- From: Frank Ellermann <nobody@xyzzy.claranet.de>
- Date: Tue, 25 Mar 2008 17:20:32 +0100
- To: www-international@w3.org
Uma Umamaheswaran wrote: > Of which Level 1 was the structure to be used primarily for > the pure 8-bit 8859 series with no code extensions etc. Yes. Apparently ECMA 94 doesn't clearly say this, maybe this was fixed later in ISO 8859. It would remove all weird ideas about using any G2 / G3 / SS2 / SS3 / ... "within" ISO 8859, and of course in practice nobody does this. > http://lgl.epfl.ch/ada/components/text_processing/implementation.html That confirms most of what was discussed here, still using IND 0x84, removed in a later ISO 6429 (ECMA 48) version. > http://www.faqs.org/rfcs/rfc1502.html That's a "historic" RFC, I sent Harald a list with the ESC sequences that were not yet clear when he wrote this RFC. The fastest way to create new Unicode evangelists, let them figure out ISO 2022 or 4873 ;-) > http://www.columbia.edu/kermit/ftp/e/isok7.txt Ouch, more about ISO 2022 than I ever wanted to know. > I suspect in practice when one tags the email, HTML etc. > with ISO 8859-1 charset, the intent is to use the pure > 8-bit 8859-1 without code extensions and C0, C1 as > defaults from 6429 similar to what can be seen in the > above cited examples.
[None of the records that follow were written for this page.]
PR #268, opened 2017-06-23
imitate / replace things deeply (instead of shallow)

### LINKED ISSUE #262: Single-layer property replacement is inappropriate for ES modules
RIght now, `td.replace`'d CJS modules enjoy a single-layer of additional properties (say, a function with other static functions as properties) being faked along with the top-level export.

This is incongruent with ES modules, because that first layer of replacements typically is just enough to cover the `default` property on the exported object (which is how transpilers translate those imports to CJS), which means the same module will be faked differently if all a person does is convert it a CJS module to an ES module.

Going forward I think we need to do one of two things:

1. Pick a depth and then make it feel consistent for both module types (e.g. perhaps we keep it as is, but add an extra layer of function fakes and property cloning for any export named `default`
2. Recursively fake whatever we find on a module, and do whatever work we need to break out of cyclic structures

Option 2 is probably more appropriate for simplicity & consistency sake, but it also runs the risk of encouraging folks to return deeply-nested mocks, which is separately a little worrying. That said, even that would be better than the current state: accidentally returning people partial mocks that have some properties that are still real (or missing)

searls:
Build on #257 by creating a single unit responsible for all "imitation" of real things, be they plain functions, objects, or constructors.

This does a few neat things for the library in terms of enhancement:
* It seems to fix the `instanceof`/inheritance issues that forced the 3.0 major bump. If this turns out to be true, it means the config property can be eradicated and we can put that whole mess behind us
* It will perform an arbitrarily deep imitation of whatever you pass it, cloning most things and replacing functions with test doubles. This will make it more suitable for ES modules
* It will remove the inconsistencies between `td.func`/`td.object`/`td.constructor`, in fact, most of the implementation of each of those can be thrown out
* Work fine when passed things containing cyclic references 

This is an incremental improvement that shook out of the Big Epic Rewrite in #263

## Concerns

If you are in the habit of calling `td.replace` on massive modules (with hundreds or thousands of cumulative properties), this is going to be _realllllllly_ slow compared to what you're used to, at potentially no added benefit. Trade-offs here:
1. The new implementation could surely stand to be optimized, since it's new,
2. You really shouldn't be replacing massive dependencies in a unit test, because (a) you shouldn't be writing massive dependencies, and (b) you shouldn't be mocking what you don't own (QED)
3. I'm open to the idea that a `maxImitationDepth` config setting may be appropriate (note that the current implementation successfully breaks cycles, but will otherwise recurse to arbitrary depth)

## Todo

I made a bit of a mess in the process of getting this over the hump and the build passing. Some to-dos remain:

- [x] eliminate src/share/filter-functions if it's not used
- [x] move the src/share/* functions under src/imitate
- [x] audit wrap/lodash and remove any unused exports
- [x]  validate that extendWhenReplacingConstructors is no longer necessary by getting an example test that uses `instanceof`, then remove any remnants of the option 
- [x] eliminate the prototype-aware bits of `copyProps` if imitate has successfully obviated it
- [x] rename `test/` to `/regression`
- [x] move `unit` to `test/unit` and fix all the imports
- [x] create `test/safe` and put the functional imitation test there
- [x] drive out a new unit test of the imitate function to iron out the varying levels of abstraction present
- [x] add a new regression test that covers some of the deep imitation / replacement characteristics

Fixes #262


src/constructor.js
```diff
@@ -1,54 +1,14 @@
 import _ from './util/lodash-wrap'
 import tdFunction from './function'
-import config from './config'
-import copyProps from './share/copy-props'
-import gatherProps from './share/gather-props'
-import filterFunctions from './share/filter-functions'
+import imitate from './imitate'
 
 export default (typeOrNames) =>
```
jasonkarns: I'd suggest naming the function so you'll get more useful stack.

src/function.js
```diff
@@ -2,24 +2,15 @@ import _ from './util/lodash-wrap'
 import calls from './store/calls'
 import store from './store'
 import stubbings from './store/stubbings'
-import gatherProps from './share/gather-props'
-import copyProps from './share/copy-props'
-import filterFunctions from './share/filter-functions'
+import imitate from './imitate'
 
 export default (nameOrFunc, __optionalName) =>
```
jasonkarns: same here (name the exported func)

src/function/index.js
```diff
@@ -1,14 +1,12 @@
 import _ from '../wrap/lodash'
 
 import create from './create'
-import imitate from './imitate'
+import imitate from '../imitate'
 import remember from './remember'
 
 export default (nameOrFunc) => {
```
jasonkarns: samesies

src/imitate/copy-props.js
```diff
@@ -0,0 +1,31 @@
+import _ from '../wrap/lodash'
+
+export default (target, props, visitor) => {
```
jasonkarns: more anon default exports...

src/imitate/create-imitation.js
```diff
@@ -0,0 +1,17 @@
+import _ from '../wrap/lodash'
+
+import tdFunction from '../function'
+
+export default (original, names) => {
```
jasonkarns: same

src/imitate/initialize-names.js
```diff
@@ -0,0 +1,16 @@
+import _ from '../wrap/lodash'
+
+export default (original, names) => {
```
jasonkarns: same

src/imitate/overwrite-children.js
```diff
@@ -0,0 +1,33 @@
+import _ from '../wrap/lodash'
+
+import gatherProps from './gather-props'
+import copyProps from './copy-props'
+
+export default (original, target, overwriteChild) => {
```
jasonkarns: same

src/replace/module.js
```diff
@@ -7,11 +9,16 @@ quibble.ignoreCallsFromThisFile()
 export default function (path, stub) {
```
jasonkarns: same

searls:
lol @jasonkarns why did you leave the same comment a million times.

FWIW, I tend not to name these functions since the stack trace gives me the file name & I tend to rename really aggressively, and naming the function adds yet another thing I have to change (in addition to file name, test file name, the test's import, and any production imports). Because I tend to create a lot of small things and change them pretty frequently, I tend not to value naming functions like this until well after the dust has settled on the design

jasonkarns:
Was just tracking all the spots so nobody else had to search :)



> since the stack trace gives me the file name

Didn't realize babel did this now (always?). Hoping it works for the browserified version.  🤷‍♂️

searls:
Re: babel, it depends on how you compile it. We compile via a filter operation into `lib` (meaning no concatenation occurs for node users) and we separately babelify for browser users. The former gives the pretty stack traces. The latter, well, I'll welcome a fixup PR some time after this big epic rewrite to sprinkle in all the right names

searls:
Landed in 3.2.0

Yes, notably no 0E + 0F (SI + SO or similar), no 8E + 8F (SS2 + SS3), and no 1B 4E + 1B 4F (ditto 7bit) magic. No other 1B oddities, maybe excluding 1B 5B (7bit CSI). Arguably no 85 (NEL), 9B (CSI), or actually no 80..9F at all reserving 8E + 8F for ISO 4873 level 2 without using it at level 1. None of the C1 controls is essential, if all else fails they can be emulated with 7bit. That would support John's argument that windows-1252 is an extension of ISO 8859-1, in practice it is, no matter what the ISO theory about graphical characters said. Frank
Received on Tuesday, 25 March 2008 16:18:53 UTC